Czekam teraz na pomeczową wypowiedź Wengera. Ciekawe co tym razem sprawiło, że nie ma 3 pkt...
Jasne, wszyscy jadą na farcie, tylko Arsenal jak zawsze pokrzywdzony, biedactwa.. Jak mnie coś takiego wkurza, zachowajcie się w końcu jak mężczyźni i przyznajcie fakt, a nie tylko wymówki i wymówki.. Aż się na wymioty zbiera.
imprecis
dlaczego uwazasz ze bledy leza po stronie trenera ?
skad wiesz ile procent zalozonego planu wengera wykonali dzis pilkarze?
patryk_arsenal
Ja już straciłem nadzieję.
@radzio
No trudno żebym gratulował MU mistrzostwa na 7 kolejek przed końcem, wyzywał naszych piłkarzy i wywalał trenera jak to robią niektórzy "kibice".
malyglod - zalosne to są wpisy na twoim poziomie
Prawdziwy Kanonier jest ze swoją drużyną zawsze...
janekB cóż za poczucie humoru wygrywacie zaległy mecz z Tottenhamem na white hart Alen cie powaliło doszczętnie jak remis tam ugracie to sukces będzie a pyzatym z nami tez wam tak łatwo nie musi pójść gratuluje optymizmu
malyglod ->
Tak, żenujące.

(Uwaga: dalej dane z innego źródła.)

PR #1304, opened 2023-03-10
Replaced clientReplyContext::tempBuffer with old_reqofs

rousskov:
The tempBuffer data member was not actually used as a buffer. We only
used its offset field, and only for saving reqofs (which has a different
type than tempBuffer.offset!). Replaced the buffer with old_reqofs,
consistent with the rest of the "saved stale entry state" code.

Also fixed old_reqsize type to match reqsize and grouped that member
with the other private "saved stale entry state" fields.

Bad old types probably did not trigger runtime failures because the
associated saved numbers are saved at the very beginning of fetching the
entry, when all these accumulation-related counters are still small.

The remaining reqofs and reqsize types are wrong for platforms where
size_t is not uint64_t, but fixing that deserves a dedicated change. For
now, we just made the types of "old_" and "current" members consistent.

### DIFF
--- a/src/client_side_reply.cc
+++ b/src/client_side_reply.cc
@@ -66,7 +66,6 @@ clientReplyContext::~clientReplyContext()
     /* old_entry might still be set if we didn't yet get the reply
      * code in HandleIMSReply() */
     removeStoreReference(&old_sc, &old_entry);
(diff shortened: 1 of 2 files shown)


kinkie (approved):
Better than before

PR #1305, opened 2023-03-11
Remove some duplicate typedef and forward declarations

yadij:


kinkie (approved):

src/clients/forward.h
```diff
@@ -9,15 +9,12 @@
 #ifndef SQUID_CLIENTS_FORWARD_H
 #define SQUID_CLIENTS_FORWARD_H
 
+#include "base/forward.h"
```
rousskov, line 12: To minimize dependencies among headers, `X.h` should not include `Y.h` when `X.h` does not need `Y.h` to be compiled. In Squid `src/` context, that "to be compiled" phrase means "to be compiled in a hypothetical translation unit that includes `squid.h`, `X.h`, and no other header or code".

Applying the above rule to this PR means that `clients/forward.h` should not add a dependency on `base/forward.h`:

Już, szybko zlikwiduj konto i zrób nowe na devilpage albo fcbarca.com! Co będziesz kibicować temu marnemu klubikowi. Tfu.
@Stefcio
dzieki ;)
@Jogurt , no nie wiem może do konca sezonu ? a natspeny sezon zobaczymy . Do czego mial sluzyc twoj komentarz ? on tylko pokazuje jak płytkie jest twoje kibicowanie .
im Arsenal till I die
kolejne stracone punkty i to na swoje życzenie ;/ ale nie wolno nam tracić nadzieji choć o to ciężko...
"We're the Arsenal..."
stefci015 ->
To jest akurat brutalna prawda. United ma farta, ale woli walki im odebrać nie można. Dzisiaj Vidic powinien wylecieć w okolicach 40 minuty, ale tak to już jest. Odrobina farta + wola walki dała im 3 pkt nie po raz pierwszy.